Chico Buarque é um daqueles artistas excepcionais, cuja vocação e talento parecem funcionar como que antenas permanentemente voltadas para as alegrias e dores da alma de sua gente e as contradições do seu tempo.
“Ninguém vai me surpreender / Na noite da solidão”
Cordão, de Chico Buarque
O “Chico das Artes, o gênio” – na definição da Escola de Samba Estação Primeira de Mangueira – estava na Europa na segunda metade do ano de 2004, gravando com o diretor Roberto de Oliveira uma série de especiais sobre sua obra, trabalho que depois foi lançado em DVDs.

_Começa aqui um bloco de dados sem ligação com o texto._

PR #1155, opened 2021-05-02
Add type hints to terraform utils and provider

gruebel:

Next batch of type hints, this time for `terrafom.checks.provider` and `terrafom.checks.utils`.

I also moved `convert_cloudformation_conf_to_iam_policy.py` to the cloudformation code base, which is probably the correct place to have it 😉 

Other than that, I also renamed `CustomAttributes` to `CustomTerraformAttributes` in the terraform code base to better differentiate the difference between the original one and the subclass.

### DIFF
--- a/checkov/terraform/checks/provider/base_check.py
+++ b/checkov/terraform/checks/provider/base_check.py
@@ -1,30 +1,22 @@
 from abc import abstractmethod
+from typing import List, Dict, Any
 
 from checkov.common.checks.base_check import BaseCheck
-from checkov.common.multi_signature import multi_signature
+from checkov.common.models.enums import CheckCategories, CheckResult
 from checkov.terraform.checks.provider.registry import provider_registry
 
 
 class BaseProviderCheck(BaseCheck):
-    def __init__(self, name, id, categories, supported_provider):
-        super().__init__(name=name, id=id, categories=categories, supported_entities=supported_provider,
-                         block_type="provider")
+    def __init__(self, name: str, id: str, categories: List[CheckCategories], supported_provider: List[str]) -> None:
+        super().__init__(
+            name=name, id=id, categories=categories, supported_entities=supported_provider, block_type="provider"
+        )
         self.supported_provider = supported_provider
         provider_registry.register(self)
 
-    def scan_entity_conf(self, conf, entity_type):
-        return self.scan_provider_conf(conf, entity_type)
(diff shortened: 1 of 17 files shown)


checkov/terraform/checks/provider/base_check.py
```diff
@@ -1,30 +1,22 @@
...
         raise NotImplementedError()
-
-    @classmethod
-    @scan_provider_conf.add_signature(args=["self", "conf"])
-    def _scan_provider_conf_self_conf(cls, wrapped):
-        def wrapper(self, conf, provider_type=None):
-            # keep default argument for entity_type so old code, that doesn't set it, will work.
-            return wrapped(self, conf)
-
-        return wrapper
```
nimrodkor, line 30: @gruebel Not sure we want to delete this... Do we?

checkov/terraform/graph_builder/graph_components/attribute_names.py
```diff
@@ -4,10 +4,9 @@
 
 
 @dataclass
-class CustomAttributes(CustomAttributes):
-    SOURCE_MODULE = "source_module_"
+class CustomTerraformAttributes(CustomAttributes):
```
nimrodkor, line 7: @gruebel Can we avoid this renaming?

nimrodkor (commented):
Thanks @gruebel !

checkov/terraform/checks/provider/base_check.py
gruebel: I checked current code base and there is no check, which utilises the old way of handling it with `provider_type`. if someone wants to also do something with the `provider_type`, then he/she can use the method `scan_entity_conf()` instead. Or is there any reason, why you want to keep it inside the code base?

checkov/terraform/graph_builder/graph_components/attribute_names.py
gruebel: let me try it again, I had some issues with it, that's why I changed it.

gruebel: 😄 I found a way, please have a look into my new commit

nimrodkor (approved):

checkov/terraform/checks/provider/base_check.py
nimrodkor: There is no check and I find it hard to think of a valid usecase. It seems more relevant for resource checks than provider checks... Let's remove it for now. Thanks!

Fazia pouco mais de um ano e meio que Lula havia assumido o primeiro mandato e as forças progressistas deparavam-se com os desafios de governar um país gigante e desigual como o Brasil, mas apesar das dificuldades o otimismo era a regra. Nas eleições o povo havia derrotado as mentiras e as manipulações (como derrotaria depois em mais três oportunidades).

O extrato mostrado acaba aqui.